Aulia Damayanti - detikFinance
Selasa, 10 Agu 2021 09:03 WIB
VANCOUVER, BC - OCTOBER 29: Gabriel Scheare uses the worlds first bitcoin ATM on October 29, 2013 at Waves Coffee House in Vancouver, British Columbia. Scheare said he just felt like being part of history. The ATM, named Robocoin, allows users to buy or sell the digital currency known as bitcoins. Once only used for black market sales on the internet, bitcoins are starting to be accepted at a growing number of businesses. (Photo by David Ryder/Getty Images)
Foto: Getty Images
Jakarta -

Pemerintah Amerika Serikat (AS) menetapkan transaksi uang kripto dikenakan pajak. Dalam rapat Senat AS, ditentukan uang kripto masuk pajak infrastruktur.

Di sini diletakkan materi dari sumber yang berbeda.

PR #3503, opened 2021-01-21
Introduce a script for updating lit tests

tlively:
And demonstrate its capabilities by porting all tests of the
optimize-instructions pass to use lit and FileCheck.


test/lit/passes/optimize-instructions-atomics.wast
```diff
@@ -0,0 +1,33 @@
+;; NOTE: Assertions have been generated by update_lit_checks.py
```
sbc100, line 1: Does this mean they should not be updated by hand?  Perhaps mention that explictly?

scripts/update_lit_checks.py
```diff
@@ -0,0 +1,171 @@
...
+
+script_name = os.path.basename(__file__)
+NOTICE = f';; NOTE: Assertions have been generated by {script_name}'
+RUN_LINE_RE = re.compile(r'^\s*;;\s*RUN:\s*(.*)$')
+CHECK_PREFIX_RE = re.compile(r'.*--check-prefix[= ](\S+).*')
+FUNC_RE = re.compile(r'^\s*\(func \$(\S*).*$', re.MULTILINE)
+
+
+def warn(msg):
+    print(f'WARNING: {msg}', file=sys.stderr)
```
sbc100, line 39: yay f-strings

scripts/update_lit_checks.py
```diff
@@ -0,0 +1,171 @@
...
+
+
+def itertests(args):
+    'Yield (filename, lines) for each test specified in the command line args'
```
sbc100, line 43: Triple quote docstrings and use double quotes for them.

scripts/update_lit_checks.py
```diff
@@ -0,0 +1,171 @@
...
+                warn(f'Skipping test {test} which was not generated by '
+                     f'{script_name}. Use -f to override.')
+                continue
+            yield test, lines
+
+
+def find_run_lines(test, lines):
+    matches = [m.group(1)
+               for m in [RUN_LINE_RE.match(l) for l in lines]
+               if m]
```
sbc100, line 63: I would personally split such double comprehensions into two for readability, but maybe this code is coming directly from the upstream version so it makes sense to preserve it?

scripts/update_lit_checks.py
```diff
@@ -0,0 +1,171 @@
...
+        else:
+            run_lines.append(line)
+    return run_lines
+
+
+def run_command(args, test, tmp, command):
+    env = dict(os.environ)
+    env['PATH'] = args.binaryen_bin + os.pathsep + env['PATH']
+    command = command.replace('%s', test)
+    command = command.replace('%t', tmp)
```
sbc100, line 80: Are these two substitutions really all the RUN lines can do?  Won't be be playing catchup with lit here are we re-implement the RUN -line mechanism here?

I guess the other thing RUN lines do is substitute the short command for the full command name, and you have chosen instead to inject the a PATH element..

scripts/update_lit_checks.py
```diff
@@ -0,0 +1,171 @@
...
+    return subprocess.check_output(command, shell=True, env=env).decode('utf-8')
+
+
+def find_funcs(module):
+    '''Return a dict mapping each function name to lines in the function'''
```
sbc100, line 85: use triple-double quotes

test/lit/passes/optimize-instructions-atomics.wast
```diff
@@ -0,0 +1,33 @@
...
+ ;; CHECK:    (i32.shl
+ ;; CHECK:     (i32.atomic.load8_u
+ ;; CHECK:      (i32.const 100)
+ ;; CHECK:     )
+ ;; CHECK:     (i32.const 24)
+ ;; CHECK:    )
+ ;; CHECK:    (i32.const 24)
+ ;; CHECK:   )
+ ;; CHECK:  )
+ ;; CHECK: )
```
sbc100, line 19: should we use CHECK_NEXT here?

sbc100 (commented):
Great!

Should this script be automatically run by `./auto_update_tests.py`?   Seems like it fits into that category.

I didn't look too closely and the fidelity with which you converted the tests.. but in general they look great!  @kripken should probably take a closer look.

scripts/update_lit_checks.py
tlively: No, the full list of substitutions is quite extensive (and extensible): https://llvm.org/docs/CommandGuide/lit.html#substitutions. Besides the tool names, which I covered by modifying PATH, these are the only substitutions I use regularly in tests, though. It shouldn't be too onerous to write any test that requires more esoteric substitutions by hand rather than using this script.

test/lit/passes/optimize-instructions.wast
```diff
@@ -0,0 +1,11557 @@
...
+(module
+  (memory 0)
+  (type $0 (func (param i32 i64)))
+ ;; CHECK: (func $f (param $i1 i32) (param $i2 i64)
+ ;; CHECK:  (drop
+ ;; CHECK:   (i32.and
+ ;; CHECK:    (local.get $i1)
+ ;; CHECK:    (i32.const 1)
+ ;; CHECK:   )
+ ;; CHECK:  )
```
kripken, line 13: should each of these be alongside the input? (and shouldn't they be right after it, not before?)

kripken (commented):
Please add the lit tests to `scripts/fuzz_opt.py`'s list of tests to pick testcases from (see `all_tests = core_tests + passes_tests + spec_tests + wasm2js_tests + lld_tests + unit_tests` there). I think it should just work, as it ignores the comments? (please run the fuzzer enough to see that it picks up some of them - can force it to by editing the code around `initial_contents`)

test/lit/passes/optimize-instructions.wast
tlively: Styles vary, but the style we use most in our WebAssembly tests is to have the filecheck assertions for a function immediately above the function, rather than below it. The script splits up the output by function because there is no reliable way to differentiate between different logical test cases within a function. Unfortunately this file has a lot of huge functions, but I have a WIP follow up to break them up a bit. For this PR I just copied each module in the original test file into a new lit test file without any further changes.

test/lit/passes/optimize-instructions-bulk-memory.wast
```diff
@@ -0,0 +1,162 @@
+;; NOTE: Assertions have been generated by update_lit_checks.py and should not be edited.
+;; NOTE: Assertions have been generated by update_lit_checks.py and should not be edited.
+;; NOTE: Assertions have been generated by update_lit_checks.py
```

Dikutip dari CNN, Selasa (10/9/2021) terobosan ini dilakukan agar transaksi online, seperti kripto memiliki aturan. Peraturan itu telah melalui negosiasi dengan Departemen Keuangan AS, yang berfokus pada pengaturan aset digital dengan mewajibkan pialang kripto untuk melaporkan transaksi mereka.

Peraturan terkait kripto dibuat seiring meningkatnya investor di AS khususnya Bitcoin. Menurut salah satu jajak pendapat, orang dewasa yang memiliki US$ 10.000 umumnya akan melakukan investasi di saham, obligasi, hingga reksa dana.

Tetapi, 6% orang mengaku akan menginvestasikan uang itu ke dalam Bitcoin. Persentase itu naik 2% dari data pada Mei 2018. Sementara investor Bitcoin di kalangan usia di atas 50 tahun naik 13% tahun ini.

Senator AS Cynthia Lummis mengungkap, terbentuknya aturan baru di AS terkait uang kripto disebut menunjukkan ada banyak orang yang tertarik dengan kripto terutama di Senat.

"Intinya adalah kami menemukan siapa di Senat yang tertarik pada subjek ini yang mungkin sebelumnya tidak tahu apa-apa tentang uang kripto. Kami akhirnya dapat menggambarkan bahwa ada banyak orang yang tertarik dengan aset digital dan sekarang memiliki kontak dengan senator mereka," katanya.